Flandre: l’occasion perdue de 1894-1914

Le grand socialiste allemand Bebel déclara à Anseele, à la fin du 19ème siècle: «Vous avez de la chance. En Flandres la prolétariat est exploité impitoyablement, et il ne comprend pas la langue de ses exploiteurs». Exploitation (sociale) et oppression (nationale) formaient en effet, entre 1830 et 1930, un cocktail explosif en Flandres. Mais la direction du POB (l'ancêtre du PS) a ignoré l'oppression nationale et culturelle, au nom de l'unité entre les travailleurs wallons et flamands. Et ce qui, à l'origine, n'était qu'incompréhension d'un problème, est devenu ensuite trahison consciente: lorsque les soldats flamands commandés par des officiers francophones ont organisé des comités de soldats clandestins sur le front de l'Yser, pour exiger la fin de la guerre, c'est le président du POB Vandervelde, ministre de l'Etat belge, qui est venu, en français, les inciter à continuer le combat!

La tragédie du mouvement ouvrier socialiste en Flandres est tout entière résumée dans cette anecdote. L'Eglise et le Parti Catholique, tous deux belgicistes, francophones et anti-sociaux, ont de leur côté tout de suite compris la signification de l'instabilité sociale et nationale qui menaçait la Belgique. Après l'explosion de colère de 1886, la grève générale pour le suffrage universel en 1893 et la percée électorale des parlementaires socialistes en 1894, ils se sont magnifiquement adaptés à la situation! Sur le terrain syndical, ils ont fondé les syndicats «antisocialistes» sous la bannière de «Rerum Novarum». Sur le terrain national, le bas clergé et les intellectuels flamands se sont faits les porte-parole et les organisateurs de la lutte contre la négation du peuple flamand par la bourgeoisie francophone et l'Etat unitaire.

Entre 1894 et 1914 - en vingt ans- les catholiques ont tissé un réseau social, syndical et politique extrêmement dense en Flandre.

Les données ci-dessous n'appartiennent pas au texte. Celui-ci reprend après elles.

PR #1091, opened 2020-07-29
Use CaseFinder in CreateCaseCallbackService

rkondratowicz:
follow up to adding a new method to `CaseFinder` that searches by either the old or new field based on service config (https://github.com/hmcts/bulk-scan-orchestrator/pull/1089)

https://tools.hmcts.net/jira/browse/BPS-1339


src/test/java/uk/gov/hmcts/reform/bulkscan/orchestrator/services/ccd/CreateCaseCallbackServiceTest.java
```diff
@@ -307,7 +309,7 @@ void should_return_existing_case_if_it_exists_in_ccd_for_a_given_exception_recor
         // given
         setUpServiceConfig();
 
-        when(ccdApi.getCaseRefsByBulkScanCaseReference(CASE_ID, SERVICE))
+        when(caseFinder.findCases(any(), any()))
```
rkondratowicz, line 312: unfortunately, this _unit_ tests class injects a real `ExceptionRecordValidator` instead of a mock and I'm unable to use a mocked exception record.

The `ExceptionRecordValidator` class itself has no unit tests either.
There's a story in the backlog to add them.

PR #1101, opened 2020-08-03
Remove CaseData interface

lgonczar:
### Change description ###

Remove CaseData interface, as it doesn't serve any purpose.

Et le POB a favorisé la manoeuvre, parce que, à partir des années 1900-1902, sa ligne politique misait sur une alliance prioritaire avec la bourgeoisie libérale francophone dans le cadre d'un front «démocratique anticatholique» (impulsé par cette autre église qu'est la franc-maçonnerie).

La politique répugnante d'une partie du mouvement flamand, qui a cherché pendant la première guerre mondiale, une collaboration avec l'occupant allemand pour mettre en pratique un «programme flamand minimum», le rapprochement d'une partie de ce mouvement flamand avec les nazis lors de la seconde guerre mondiale, n'effacent pas cette responsabilité historique du POB.

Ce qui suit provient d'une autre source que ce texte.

PR #1106, opened 2020-08-04
Create a class for appending envelope references to case data

lgonczar:

### Change description ###

Create a class for appending envelope references to case data. In the next PRs this class will be used for appending envelope reference when:
- creating a case from exception record (and later from the envelope, as well)
- attaching supplementary evidence with OCR from exception record (and later from the envelope, as well)
- attaching supplementary evidence from envelope

```
[ ] Yes
[x] No
```


src/main/java/uk/gov/hmcts/reform/bulkscan/orchestrator/model/ccd/EnvelopeReference.java
```diff
@@ -0,0 +1,23 @@
...
+
+    @JsonProperty
+    public String id;
+
+    @JsonProperty
+    public String action;
+
+    public EnvelopeReference(
+        @JsonProperty("id") String id,
+        @JsonProperty("action") String action
```
doncem, line 18: are those required? should we even start marking as required since we rarely used that feature before?

src/main/java/uk/gov/hmcts/reform/bulkscan/orchestrator/services/ccd/EnvelopeReferenceAppender.java
```diff
@@ -0,0 +1,91 @@
...
+ */
+@Service
+public class EnvelopeReferenceAppender {
+
+    private final ObjectMapper objectMapper;
+    private final Set<String> enabledServices;
+
+    public EnvelopeReferenceAppender(
+        ObjectMapper objectMapper,
+        ServiceConfiguration serviceConfiguration
```
doncem, line 31: `@Service` annotation should have `@EnableConfigurationProperties`, no matter if it was already present somewhere but never trust a lazy autoload of the spring boot :wink:

src/main/java/uk/gov/hmcts/reform/bulkscan/orchestrator/services/ccd/EnvelopeReferenceAppender.java
```diff
@@ -0,0 +1,91 @@
...
+     * <p>This collection represents bulkScanEnvelopes field in service case and the update will only take place
+     * if the service supports this field (i.e. has it in all its CCD case definitions).</p>
+     *
+     * @return Updated collection, if envelope info was appended. Otherwise, if the CCD case definition
+     *         for the service doesn't support envelope reference collection (bulkScanEnvelopes field),
+     *         empty Optional is returned.
+     */
+    public Optional<List<CcdCollectionElement<EnvelopeReference>>> tryAppendEnvelopeReference(
+        String service,
+        List<Map<String, Object>> existingEnvelopeReferences,
```
doncem, line 55: maybe worth including all params as well, specifically explaining what is this list of maps and/or where from

src/main/java/uk/gov/hmcts/reform/bulkscan/orchestrator/services/ccd/EnvelopeReferenceAppender.java
```diff
@@ -0,0 +1,91 @@
...
+        String envelopeId,
+        CaseAction action
+    ) {
+        if (enabledServices.contains(service)) {
+            return Optional.of(
+                appendReference(existingEnvelopeReferences, envelopeId, action)
+            );
+        } else {
+            return Optional.empty();
+        }
```
doncem, line 65: perhaps it triggers too often but if/else + optional just.. triggers.

how about approach like this?:

```java
enabledServices
            .stream()
            .filter()
            .findFirst()
            .map();
```

not against any approach - i guess my functional mind does not accept if/else + optional

src/main/java/uk/gov/hmcts/reform/bulkscan/orchestrator/services/ccd/EnvelopeReferenceAppender.java
```diff
@@ -0,0 +1,91 @@
...
+    }
+
+    private List<CcdCollectionElement<EnvelopeReference>> appendReference(
+        List<Map<String, Object>> existingEnvelopeReferences,
+        String envelopeId,
+        CaseAction action
+    ) {
+        if (existingEnvelopeReferences == null || existingEnvelopeReferences.isEmpty()) {
```
doncem, line 73: ideally should never ever be null - let's make it as a rule - avoid null on lists whenever possible

doncem: and in general, this statement can be checked by some library (even spring boot) - `CollectionUtils` or similar

src/main/java/uk/gov/hmcts/reform/bulkscan/orchestrator/services/ccd/EnvelopeReferenceAppender.java
```diff
@@ -0,0 +1,91 @@
...
+                .map(ref -> objectMapper.convertValue(ref.get("value"), EnvelopeReference.class))
+                .collect(toList());
+
+            updatedReferences.add(new EnvelopeReference(envelopeId, action.value));
+
+            return updatedReferences
+                .stream()
+                .map(ref -> new CcdCollectionElement<>(ref))
+                .collect(toList());
+        }
```
doncem, line 89: looks like an overuse of stream api. how about:

```java
var updatedReferences = existingEnvelopeReferences
    .stream()
    .map(ref -> objectMapper...)
    .map(CcdCollectionElement<>::new)
    .collect(toList());

updatedReferences.add(new CcdCollectionElement<>(new EnvelopeReference(envelopeId, action.value)));

return updatedReferences;
```

src/main/java/uk/gov/hmcts/reform/bulkscan/orchestrator/services/ccd/definition/CommonCaseFields.java
```diff
@@ -0,0 +1,17 @@
+package uk.gov.hmcts.reform.bulkscan.orchestrator.services.ccd.definition;
+
+/**
+ * Names of the fields used by Bulk Scan in service CCD case definitions.
+ */
+public class CommonCaseFields {
```
doncem, line 6: so is it just common case fields (which we have somewhere) or common fields specific for bulk scan?

src/main/java/uk/gov/hmcts/reform/bulkscan/orchestrator/services/ccd/definition/CommonCaseFields.java
```diff
@@ -0,0 +1,17 @@
...
+
+    private CommonCaseFields() {
+        // hiding the constructor - this class is for constants only
```
doncem, line 9: just utility class construct :wink:. and class is `final` then

src/main/java/uk/gov/hmcts/reform/bulkscan/orchestrator/services/ccd/EnvelopeReferenceAppender.java
lgonczar: Good point, now I realise I should have used ServiceConfigProvider to retrieve those.

src/main/java/uk/gov/hmcts/reform/bulkscan/orchestrator/services/ccd/EnvelopeReferenceAppender.java
lgonczar: Will do

src/main/java/uk/gov/hmcts/reform/bulkscan/orchestrator/services/ccd/EnvelopeReferenceAppender.java
lgonczar: I briefly considered this, but decided against it for the sake of readability.

src/main/java/uk/gov/hmcts/reform/bulkscan/orchestrator/services/ccd/EnvelopeReferenceAppender.java
lgonczar: Those references come with case data where they can be null, so best to cover both.

When writing this, I quickly searched for some kind of isNullOrEmpty thing for collection within the available libraries, but couldn't find any. Happy to use it if anyone knows one.

src/main/java/uk/gov/hmcts/reform/bulkscan/orchestrator/services/ccd/EnvelopeReferenceAppender.java
lgonczar: My intention was to convert to CCD-compatible version at the very end, after the job is done. But as the job is tiny, both are fine. I'll make the change.

src/main/java/uk/gov/hmcts/reform/bulkscan/orchestrator/services/ccd/definition/CommonCaseFields.java
lgonczar: The fields that we have somewhere are exception record fields - we know them all. In service cases we're only aware of those fields that we need to set or read - those are common to all case definitions.

I'll rename to `CommonServiceCaseFields` if you're happy.

src/main/java/uk/gov/hmcts/reform/bulkscan/orchestrator/services/ccd/definition/CommonCaseFields.java
lgonczar: Will change

src/main/java/uk/gov/hmcts/reform/bulkscan/orchestrator/model/ccd/EnvelopeReference.java
lgonczar: Both are required, actually. I'll add that.

src/main/java/uk/gov/hmcts/reform/bulkscan/orchestrator/services/ccd/definition/CommonCaseFields.java
lgonczar: Actually, this is one class to many for this PR - I'll remove it.

src/main/java/uk/gov/hmcts/reform/bulkscan/orchestrator/model/ccd/EnvelopeReference.java
lgonczar: done

src/main/java/uk/gov/hmcts/reform/bulkscan/orchestrator/services/ccd/EnvelopeReferenceAppender.java
lgonczar: done - replaced with ServiceConfigProvider

src/main/java/uk/gov/hmcts/reform/bulkscan/orchestrator/services/ccd/EnvelopeReferenceAppender.java
lgonczar: done

src/main/java/uk/gov/hmcts/reform/bulkscan/orchestrator/services/ccd/EnvelopeReferenceAppender.java
lgonczar: used CollectionUtils

src/main/java/uk/gov/hmcts/reform/bulkscan/orchestrator/services/ccd/EnvelopeReferenceAppender.java
lgonczar: done

src/main/java/uk/gov/hmcts/reform/bulkscan/orchestrator/services/ccd/definition/CommonCaseFields.java
lgonczar: done

src/main/java/uk/gov/hmcts/reform/bulkscan/orchestrator/services/ccd/definition/CommonCaseFields.java
lgonczar: done - class has been removed

src/main/java/uk/gov/hmcts/reform/bulkscan/orchestrator/services/ccd/definition/CommonCaseFields.java
lgonczar: done - removed the class

src/main/java/uk/gov/hmcts/reform/bulkscan/orchestrator/model/ccd/EnvelopeReference.java
```diff
@@ -0,0 +1,23 @@
...
+/**
+ * Represents BulkScanEnvelope complex type in CCD case definitions.
+ */
+public class EnvelopeReference {
+
+    @JsonProperty
+    public String id;
+
+    @JsonProperty
+    public String action;
```
rkondratowicz, line 14: perhaps we could either have constant strings in `CaseAction` class above or use the enum here?

src/main/java/uk/gov/hmcts/reform/bulkscan/orchestrator/services/ccd/EnvelopeReferenceAppender.java
```diff
@@ -0,0 +1,86 @@
...
+     *
+     * <p>This collection represents bulkScanEnvelopes field in service case and the update will only take place
+     * if the service supports this field (i.e. has it in all its CCD case definitions).</p>
+     *
+     * @param service Name of the service that owns the case
+     * @param existingEnvelopeReferences Current value of the field that holds envelope references in case,
+     *                                   in raw format (after deserialising case data as Object)
+     * @param envelopeId Id of the envelope to be appended
+     * @param action Action that the envelope caused on the case - create/update
+     * @return Updated collection, if envelope info was appended. Otherwise, if the CCD case definition
```
rkondratowicz, line 46: Really weird that this method could take an empty list and return an empty optional.
If nothing got appended I'd expect the original list to be returned.

src/main/java/uk/gov/hmcts/reform/bulkscan/orchestrator/services/ccd/EnvelopeReferenceAppender.java
```diff
@@ -0,0 +1,86 @@
...
+    public Optional<List<CcdCollectionElement<EnvelopeReference>>> tryAppendEnvelopeReference(
+        String service,
+        List<Map<String, Object>> existingEnvelopeReferences,
+        String envelopeId,
+        CaseAction action
+    ) {
+        if (serviceConfigProvider.getConfig(service).getCaseDefinitionHasEnvelopeIds()) {
+            return Optional.of(
+                appendReference(existingEnvelopeReferences, envelopeId, action)
+            );
```
rkondratowicz, line 59: Wouldn't it be clearer and more straightforward if this check was performed by the class that wants to append something to envelope references?

Imho this logic does not belong here.

src/main/java/uk/gov/hmcts/reform/bulkscan/orchestrator/services/ccd/EnvelopeReferenceCollectionHelper.java
```diff
@@ -0,0 +1,74 @@
...
+import uk.gov.hmcts.reform.bulkscan.orchestrator.services.config.ServiceConfigProvider;
+
+import java.util.List;
+import java.util.Map;
+
+import static java.util.Arrays.asList;
+import static java.util.stream.Collectors.toList;
+
+@Service
+public class EnvelopeReferenceCollectionHelper {
```
lgonczar, line 18: Any ideas for a better name?

nitinprabhu: can we just say `EnvelopeHelper` ?

src/main/java/uk/gov/hmcts/reform/bulkscan/orchestrator/services/ccd/EnvelopeReferenceCollectionHelper.java
```diff
@@ -0,0 +1,74 @@
...
+     *
+     * <p>This collection represents bulkScanEnvelopes field in service case</p>
+     *
+     * @param existingEnvelopeReferences Current value of the field that holds envelope references in case,
+     *                                   in raw format (after deserialising case data as Object)
+     * @param envelopeId                 Id of the envelope to be appended
+     * @param action                     Action that the envelope caused on the case - create/update
+     * @return Updated collection, serialisable to CCD-compatible format
+     */
+    public List<CcdCollectionElement<EnvelopeReference>> appendEnvelopeReference(
```
nitinprabhu, line 46: existingEnvelopeReferences and updatedReferences can they not be of same type ?
Also can we define a wrapper class say `EnvelopeReference` and which can consist of both fields existingReference and updatedReference ?

nitinprabhu: just a thought let me know what you think not that too strong about it.

lgonczar: Maybe I should reduce this method just to converting the collection and the appending would happen in the calling code?

lgonczar: Done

Wallonie: l'occasion perdue des années 61-65

Historiquement, le mouvement wallon est un mouvement de privilégiés, unitaristes, organisés pour appuyer la bourgeoisie francophone contre les revendications du peuple flamand. La collaboration du POB à ce mouvement (Jules Destrée par exemple) était une manifestation de la collaboration de classe de ce parti.

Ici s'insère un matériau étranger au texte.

PR #1110, opened 2020-08-05
Fix scanned documents format after attaching exception record reference

aliveni:
### Change description ###
When attaching `exceptionRecordReference` to the scanned documents in `SuccessfulUpdateResponse`, the format of the scanned document is not same as CCD documents format.
- Fix the scanned documents format in the case data
~~Add tests for the `getScannedDocuments()` method in `ScannedDocumentsHelper` class~~
- Update functional tests

```
[ ] Yes
[x] No
```


src/main/java/uk/gov/hmcts/reform/bulkscan/orchestrator/helper/ScannedDocumentsHelper.java
```diff
@@ -73,25 +74,25 @@ public static void setExceptionRecordIdToScannedDocuments(
...
+                    return ImmutableMap.of("value", scannedDocument);
                 }
             })
             .collect(toList());
         caseData.put(SCANNED_DOCUMENTS, updatedScannedDocuments);
     }
 
     @SuppressWarnings("unchecked")
-    private static List<ScannedDocument> getScannedDocuments(Map<String, Object> caseData) {
+    public static List<ScannedDocument> getScannedDocuments(Map<String, Object> caseData) {
```
apereverzin, line 88: It looks like this method has been made public just for the sake of calling it from tests. If this is the case - this should not be done.

aliveni:
> It looks like `getScannedDocuments` method has been made public just for the sake of calling it from tests. If this is the case - this should not be done.

@apereverzin reverted the change to the `getScannedDocuments` method

PR #8, opened 2024-01-21
got rid of junk

noahheller:


src/main/java/frc/robot/Constants.java
```diff
@@ -4,35 +4,14 @@
...
-    public static final boolean ARM_DEBUG = false;
-    public static final boolean EXTENDER_DEBUG = false;
-
-    public static final boolean GRIPPER_DEBUG = false;
-    public static final boolean PDB_DEBUG = false;
-    public static final boolean APRILTAG_DEBUG = false;
-
-    public static final boolean ENABLE_LOGGING = true;
+    public static class OperatorConstants {
+        public static final int kDriverControllerPort = 0;
```
bengold22: This is the pattern that comes with the WPILIB default project and isn't one we've adopted in the past (nested OperatorConstants inside Constants). We also don't use the variable style used in wpilib (k..). Can we just switch this to a flat uppercase constant?

bengold22 (approved):
Approved, one request for another constant adjustment and I do think we should move the code in RobotContainer into a Drivetrain subsystem, but that doesn't have to be this PR.

src/main/java/frc/robot/Constants.java
noahheller: done

PR #11, opened 2024-01-25
LV shooter code

WidestDiamond90:
Here is my shooter code with PID. There is a Shooter subsystem, a ShootTest command to spin for 2 seconds to test the motors, and a Shoot command to spin the motors until an optical sensor is activated.


src/main/java/frc/robot/Constants.java
```diff
@@ -5,6 +5,49 @@
...
+  public static final double SHOOTER_MOTOR_2_PID_P = 5e-5;
+  public static final double SHOOTER_MOTOR_2_PID_I = 0;
+  public static final double SHOOTER_MOTOR_2_PID_D = 5e-5;
+  public static final double SHOOTER_MOTOR_2_PID_IZ = 0;
+  public static final double SHOOTER_MOTOR_2_PID_FF = 0.000015;
+  public static final double SHOOTER_MOTOR_2_MAX_OUTPUT = 1;
+  public static final double SHOOTER_MOTOR_2_MIN_OUTPUT = -1;
+
+
+  public static class OperatorConstants {
```
batchen1: This should not be in the OperatorConstants class, take a look how we created the 2 joysticks.

src/main/java/frc/robot/Constants.java
```diff
@@ -5,6 +5,49 @@
...
+  public static final int SHOOTER_SENSOR_ID_1 = 0;
+  public static final int SHOOTER_SENSOR_ID_2 = 1;
+
+  public static final double SHOOTER_MOTOR_SPEED = 0.75;
+
+  public static final double SHOOTER_MOTOR_1_RPM = 12000;
+  public static final double SHOOTER_MOTOR_2_RPM = 12000;
+
+  //Shooter motor 1 PID constants
+  public static final double SHOOTER_MOTOR_1_PID_P = 5e-5;
```
batchen1: The PID values for both motors will be the same because it is the same type of motor and motor controller, so you can have a SHOOTER_MOTOR_PID_P (and all the other values) and use it for both motors. The only value that may be different between the 2 motors is the RPM.

src/main/java/frc/robot/Constants.java
```diff
@@ -5,6 +5,49 @@
...
+  public static final double SHOOTER_MOTOR_2_PID_IZ = 0;
+  public static final double SHOOTER_MOTOR_2_PID_FF = 0.000015;
+  public static final double SHOOTER_MOTOR_2_MAX_OUTPUT = 1;
+  public static final double SHOOTER_MOTOR_2_MIN_OUTPUT = -1;
+
+
+  public static class OperatorConstants {
+    public static final int kDriverControllerPort = 2;
+  }
+  public static final boolean DRIVETRAIN_DEBUG = false;
```
batchen1: I think this may be a conflict resolution mistake, I believe these were deleted.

A partir de la grande grève de 60-61 les choses ont changé. La prise de conscience wallonne massive dans la classe ouvrière à partir de 1960-61 était le résultat de deux facteurs : le déclin économique d'une part; le sentiment que la majorité absolue socialiste (existant depuis 1919 en Wallonie) était impuissante à enrayer ce déclin à cause de la majorité flamande au sein de l'Etat unitaire. André Renard a lancé le mot d'ordre de fédéralisme après deux semaines de grève, alors que celle-ci s'affaiblissait en Flandres. Pour lui, c'était une manoeuvre de diversion visant à éviter la marche sur Bruxelles. Mais le mot d'ordre s'est emparé des masses, parce qu'il répondait à un vrai problème.

La formation par Renard du Mouvement Populaire Wallon, en 1961, a donné naissance à un mouvement socialiste radical -ni parti, ni syndicat-, qui a regroupé l'avant-garde ouvrière. En même temps, la radicalisation de la FGTB wallonne entraînait celle-ci fort à gauche. André Genot, successeur d'André Renard, lançait ainsi lors du congrès de 1962, l'objectif du «renversement du régime capitaliste et de l'instauration du socialisme».

L'échec de la grève générale et la crise économique qui a suivi, en 1965-66, ont érodé profondément le moral et la combativité en Wallonie. Le combat pour le fédéralisme combiné aux réformes de structure anticapitalistes a perdu de son tranchant...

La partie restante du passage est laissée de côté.